| WHAT IS EXPECTED |
The answer should be each line of the records that contains the word "looking"; please copy them all.

| EXTRACTED MATERIAL |
PR #53, opened 2016-01-17
Fix expectedFailure tests

humm:


humm:
@omangin: could you verify that this fixes expectedFailure tests on your end? Expected failure tests are really good to functionally describe bugs before fixing them.

omangin:
It works. I merge.

PR #54, opened 2016-01-23
Feat/cache

humm:
@omangin:
These commits are the single most involved I had to write in a long time. It required diving in pyfakefs, configobj and python 2 and 3 source code. And doing a PR on pyfakefs to implement nanosecond mtime on the fake filesystem.

I only tested it---outside of the fake filesystem---on my system, using HFS+, that only implements integers stat times (I take solace in the fact that HFS+ only represents dates up to 2040, so Apple *will* be forced to move on to a more modern filesystem in the next 25 years).

Could you do that on your box? Do make a backup.

BTW, pubs is fast again!

### DIFF
--- a/.travis.yml
+++ b/.travis.yml
@@ -6,7 +6,7 @@ python:
   - "3.5"
 # command to install dependencies
 install:
-    - "pip install pyfakefs"
+    - "pip install -r tests/requirements.txt"
     - "python setup.py install"
 # command to run tests
 script: python -m unittest discover
--- a/pubs/apis.py
+++ b/pubs/apis.py
@@ -17,8 +17,7 @@ def isbn2bibtex(isbn):
 
     url = 'http://www.ottobib.com/isbn/{}/bibtex'.format(isbn)
     r = requests.get(url)
-    soup = BeautifulSoup(r.text)
+    soup = BeautifulSoup(r.text, "html.parser")
     citation = soup.find("textarea").text
 
     return citation
-
--- a/pubs/commands/add_cmd.py
+++ b/pubs/commands/add_cmd.py
@@ -141,3 +141,5 @@ def command(conf, args):
                 ui.message('{} was moved to the pubs repository.'.format(docfile))
             else:
                 ui.message('{} was copied to the pubs repository.'.format(docfile))
+
+    rp.close()
--- a/pubs/commands/doc_cmd.py
+++ b/pubs/commands/doc_cmd.py
@@ -148,3 +148,5 @@ def command(conf, args):
         except OSError:
             ui.error("Command does not exist: %s." % with_command)
             ui.exit(127)
+
+    rp.close()
--- a/pubs/commands/edit_cmd.py
+++ b/pubs/commands/edit_cmd.py
@@ -67,3 +67,5 @@ def command(conf, args):
                 break
             # else edit again
         # Also handle malformed bibtex and metadata
+
+    rp.close()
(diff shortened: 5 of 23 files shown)


omangin:
Great! It indeed is fast (again). I have refactored your code a little bit to remove code duplication and added some unittests for the core cache functionalities (that are now separate). It seems to work now. I still need to play around a little more with it but then we will be ready to merge.

Just a design concern: the fact that `pull_cache` is a method of `databroker` is not straightforward for me. Maybe the cache storage format is cache specific and thus should only appear in cache related code. Similarly I am not sure the `filebroker` should create the cache directories by default. I think this kind of break the design of having the cache completely optional. What is your opinion?

Finally I was wondering why the creation of the `databroker` is delayed in the `datacache`?

Thanks for the great work, though!

humm:
> Just a design concern: the fact that pull_cache is a method of databroker is not straightforward for me. Maybe the cache storage format is cache specific and thus should only appear in cache related code. Similarly I am not sure the filebroker should create the cache directories by default. I think this kind of break the design of having the cache completely optional. What is your opinion?

Well, creating directories just-in-time, just-as-needed, seemed it would complexify the code. I don't see the cache as optional. It is a feature, and a behaviour of the code. I don't expect to let users disable the cache system, nor them ever bothering about it.

In that perspective, databroker handle data, not necessarily only the bib and meta data. Similarly, filebroker is our entry point to the disk, and I don't see a reason to duplicate the code to isolate the cache. I get that isolating the cache code might seem cleaner, but it seems that it would mean maintaining two very overlapping systems. 

> Finally I was wondering why the creation of the databroker is delayed in the datacache?
No real reason. The pattern was already present, I reused it. Only creating the resource when needed was a design idea, but there is no practical point with the code as it is. So, yeah, there is some room to simplify the code. 

BTW, after using it a bit, there are some issues with the cache. Editing a bibtex will rewrite the entire bibcache, which takes ~1s on my repo, and makes pubs hang after the edits are made. Obviously, this is not ideal. I guess, cache should not be written after all commands, but maybe only general ones, such as list. I'll get around to it in a few days.

Nice code factoring. I had a nagging voice in my head saying that was writing too much of the same code while doing this, but given all the other problems, I did not get around to listen to it.

omangin:
> In that perspective, databroker handle data, not necessarily only the bib and meta data. Similarly, filebroker is our entry point to the disk, and I don't see a reason to duplicate the code to isolate the cache. I get that isolating the cache code might seem cleaner, but it seems that it would mean maintaining two very overlapping systems.

Fair enough. I was actually only thinking of moving the functions `push_cache` and `pull_cache` to the `datacache`.

> BTW, after using it a bit, there are some issues with the cache. Editing a bibtex will rewrite the entire bibcache, which takes ~1s on my repo, and makes pubs hang after the edits are made. Obviously, this is not ideal. I guess, cache should not be written after all commands, but maybe only general ones, such as list. I'll get around to it in a few days.

I'd say that what is surprising is that it takes one second to write the cache. It seems that if there is no way of improving that, we have to re-think the whole design of the cache system.

humm:
> Fair enough. I was actually only thinking of moving the functions `push_cache` and `pull_cache` to the datacache.

I see. The thing I wanted to avoid was datacache having direct access to the filebroker. I view datacache as a buffer zone between the commands and the databroker. It having direct access to the filesystem seemed messy, design-wise.

> I'd say that what is surprising is that it takes one second to write the cache. It seems that if there is no way of improving that, we have to re-think the whole design of the cache system. Maybe we need to do some benchmarking here. Is the problem occurring with both python 2 and 3?

Yes, benchmarking would be nice. We could use something like [airspeed velocity](https://github.com/spacetelescope/asv). I will look into this hanging thing. I noticed it only once or twice.

Issue #58, opened 2017-04-14
Broken tests for python2


omangin:
The use of open instead of io.open breaks the compatibility with python2.

benureau:
Ok, so I upgraded pyfakefs from 2.8 to 3.3(dev) and some work was needed to make our test suite work again (see [bug/unittests](/pubs/pubs/tree/bug/unittests)). I'll be attacking the compatibility with Python 2 next.

benureau:
Resolved with #73

PR #59, opened 2017-05-05
fixed inverted conditional

tmearnest:


omangin:
Thanks @tmearnest. However, I don't really understand your change. The encoding option for open only exists for Python 3 and is only valid for text mode, not binary. What is the change supposed to fix?

Overall I believe this is related to issue #58 because we should be using `io.open` for compatibility between Python 2 and 3. @benureau, did you have a look at the issue?

tmearnest:
Sorry, I guess I was a bit terse. On Python 3, the previous code will throw

    ValueError: binary mode doesn't take an encoding argument

since `open(system_path(path), mode, encoding='utf-8')` will be called if  `'b' in mode`. 

Your original code tested for `mode.find('b') == -1` which is equilivent to `not ('b' in mode)`

omangin:
Indeed, you're right. Sorry, for that. I'll merge the pull request, then.

Issue #34, opened 2015-12-03
Autocompletion for citekeys


73:
Hi Guys,

I would like suggest autocompletion for (well that's what I would like) zsh.
This might be a place to start: https://github.com/zsh-users/zsh-completions

Let me know what you think.
--73

humm:
Yes, autocompletion would be nice. For the moment, we are looking into basic command autocompletion using https://github.com/kislyuk/argcomplete, which is zsh compatible. but citekey autocompletion is the next step.

humm:
FYI, I looked and tried to add autocompletion with argcomplete, but it is dicier than it looks. Given the current code, argcomplete is not a good option.

73:
Thank you for looking l. I really appreciate that. What is the problem?

humm:
Besides the fact that I did not actually manage to make it work, argcomplete actually execute the program up until parse_args(). I guess our double parser solution is wreaking havoc in argcomplete, but it also means that the conf needs to be loaded everytime the user hits tab, which is way too slow and produce noticeable delays in the terminal.

73:
Ah okay. If the commands are stable we could write a auto complete function
shell only. Or is there another option?

humm:
IDK

omangin:
An issue will be that with a lot of papers it is very long to parse all files. This will be solved by the cache but with the current implementation `list` reads all files even when it just has to output the citekeys.

omangin:
With the current implementation `list` reads all files even when it just has to output the citekeys. This can take a long time with a few hundreds of papers. This will be solved by the cache.  In the meanwhile it is also possible to hack list to not build the full repository when only asked for citekeys but this adds complexity to the code that will become useless in the future.

73:
Since we are talking completion here, the fastest way would be to skip the `list`command and act on a listing of the `bib ` folder with trimmed file endings. One would still need to read the config to determine the location of the folder. Anyway, in my opinion it would make `pubs`a lot more usable if i would not have to type (which on rather long keys means copy & paste) the specific keys.  
--73

humm:
Let's remark that typing part of the citekey *will* autocomplete implicitly if only one correspond to the prefix, and ask for disambiguations with a list of options if not. This is the case for the open command for instance (we may not be the case for all commands). This is *very* close to what you want.

73:
True. Open fully supports it. Haven't tasted it though. Will test it. Maybe
that will suffice. Will get back to that.
--73

[...]

PR #61, opened 2017-05-13
Feat/autocomplete

omangin:
Basic implementation of shell autocompletion with argcomplete (see #34). Any testing, suggestion, or comment is welcome.

Note: the tests are failing on python2 due to #58.

### DIFF
--- a/pubs/commands/add_cmd.py
+++ b/pubs/commands/add_cmd.py
@@ -9,7 +9,7 @@ from .. import color
 from .. import pretty
 
 
-def parser(subparsers):
+def parser(subparsers, conf):
     parser = subparsers.add_parser('add', help='add a paper to the repository')
     parser.add_argument('bibfile', nargs='?', default=None,
                         help='bibtex file')
--- a/pubs/commands/conf_cmd.py
+++ b/pubs/commands/conf_cmd.py
@@ -17,7 +17,7 @@ def command(conf, args):
         # get modif from user
         ui.edit_file(config.get_confpath())
 
-        new_conf = config.load_conf(check=False)
+        new_conf = config.load_conf()
         try:
             config.check_conf(new_conf)
             ui.message('The configuration file was updated.')
--- a/pubs/commands/conf_cmd.py
+++ b/pubs/commands/conf_cmd.py
@@ -3,7 +3,7 @@ from .. import config
 from .. import content
 
 
-def parser(subparsers):
+def parser(subparsers, conf):
     parser = subparsers.add_parser('conf',
             help='open the configuration in an editor')
     return parser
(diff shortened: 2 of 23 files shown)


benureau:
So I tried to make it work, but there are a few issues on macOS, one of them being that bash is outdated. I have upgraded bash, made it the login shell, and some other voodoo stuff, and I have made it work. On the plus side, having it not work does not seem to affect the other behavior of pubs so that's that. I'll add a few words for macOS users in the readme.

The command `open` does not seem to have completion enabled (I have not look into the code yet). It is slow: can it be avoided by using caches?

omangin:
Great! The open command does not exist anymore and you probably have it set as an alias to `doc open`. Aliases are not supported yet so that's why it does not work.

Regarding the speed, the completion already uses the cache. On my computer with 500 papers it's quite OK though (<0.5s). The eventual delay comes from
– what is loaded before [the `autocomplete` command](https://github.com/pubs/pubs/blob/feat/autocomplete/pubs/pubs_cmd.py#L86). I'm not sure we have such a big margin to optimize there,
– the command to get the list of citekeys which currently lists the content of the directory (see the `databroker`). This could be replaced by a cached list of citekeys and a check to the directory last modified date but I'm not sure it would save much time.
In any case we should profile it first.
The tag completion is slower because it requires loading the metatdata from all papers in the repository. We could implement caching the tags at directory level but it would still require (if we want to keep accuracy) that all metadata are checked for update. Once again, I'm not sure it worth it.

benureau:
Hum... I have 900 papers and it's more like ~1s on mine (SSD and all). I'll look into it, I feel that there are some low-hanging fruits here on speed. But it's a different issue. I'll try to add the setup instructions soon.

omangin:
> I'll try to add the setup instructions soon.
There are already some in the `readme` but they might benefit some additions.

omangin:
BTW, here are the times I get for loading the main components of pubs in `ipython` with `%time`:
- 47 ms for `from pubs.ui import get_ui`
- 2 ms for `get_ui()`
- 13 us for `from pubs import config`
- 12 us for `config.get_confpath(verify=False)`
- 778 us for `load_conf(conf_path)`
- 90 us for `repo.Repo(conf)`
- 3 ms for `rp.citekeys`
- 85 ms for `rp.get_tags`

So it does not seem that any of them is critically slow  (thanks to the cache for the last two, which as a matter of fact are the only ones that should scale with the size of the repository). The overall time seems to match what I experience (with some additional `argparse` and `argcomplete` overhead). 

@benureau Maybe you could check if you get the same times on your machine.

If we cannot solve the speed this time and it's the only issue with the PR, I'd suggest we merge anyway, mark completion as experimental, and open a new issue to get more feedback.

benureau:
Ok. Created #72 to deal with the speed. Merging this.

PR #62, opened 2017-05-24
default message for errors bugfix

d9w:
There is a bug in `pubs/repo.py`, which references the `default_msg` of the error classes instead of their `default_message`


omangin:
Indeed. Thanks!

Issue #57, opened 2016-08-09
Cannot edit conf


minthemiddle:
When running `pubs conf` (both as user and root in a virtualenv, latest Win and OSX), I get an error message:

`error: [Errno 13] Permission denied`

humm:
Hum... your conf file should be located at `~/.pubsrc`. Can you edit it directly, with, for instance `vim ~/.pubsrc`? By the way, we tested pubs on OSX and Linux, but never on Windows. You may get strange issues there.

omangin:
I assume this was fixed at the same time as #63. Please reopen if still an issue.

PR #63, opened 2017-05-24
use vim as an editor command by default

d9w:
This is a potential fix for #57, which arises from a call to the default editor and then a temporary file. As the default editor is the empty string, this results in `subprocess.call(['/tmp/tempfile'])`, which errors `error: [Errno 13] Permission denied` as the file is not executable.

Using vim as the default is not a perfect solution, but at least the error message will now be more clear if the user does not have vim installed: `error: [Errno 2] No such file or directory: 'vim'`

### DIFF
--- a/pubs/config/spec.py
+++ b/pubs/config/spec.py
@@ -20,7 +20,7 @@ open_cmd = string(default=None)
 # if using a graphical editor, use the --wait or --block option, i.e.:
 # "atom --wait"
 # "kate --block"
-edit_cmd = string(default='')
+edit_cmd = string(default='vim')
 
 # If true debug mode is on which means exceptions are not catched and
 # the full python stack is printed.


omangin:
Thanks @d9w. The bug is actually that the configuration value should not be used to provide a default editor. So the `content.edit_file(conf['main']['edit_cmd'], …)` should never be called in the first place. Instead `ui.editor` should be used as the command because it falls back to the `$EDITOR` defined as an environment variable or to nano if not set (we chose nano over vi but we can switch if that's preferred; most linux systems have the environment variable set anyway).

I'll fix that later today. Thanks anyway for the PR.

omangin:
So, I fixed the issue by using the UI functions and moved the ones from `content` away to avoid confusion.

Thinking about it, I'm not sure that this is the best solution but at least it's consistent now. The empty string for the editor in the configuration means _undefined_ and falls back to to the system wide setting (through the environment variable).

| OUTPUT FOR THIS TASK |
Yes, autocompletion would be nice. For the moment, we are looking into basic command autocompletion using https://github.com/kislyuk/argcomplete, which is zsh compatible. but citekey autocompletion is the next step.
Thank you for looking l. I really appreciate that. What is the problem?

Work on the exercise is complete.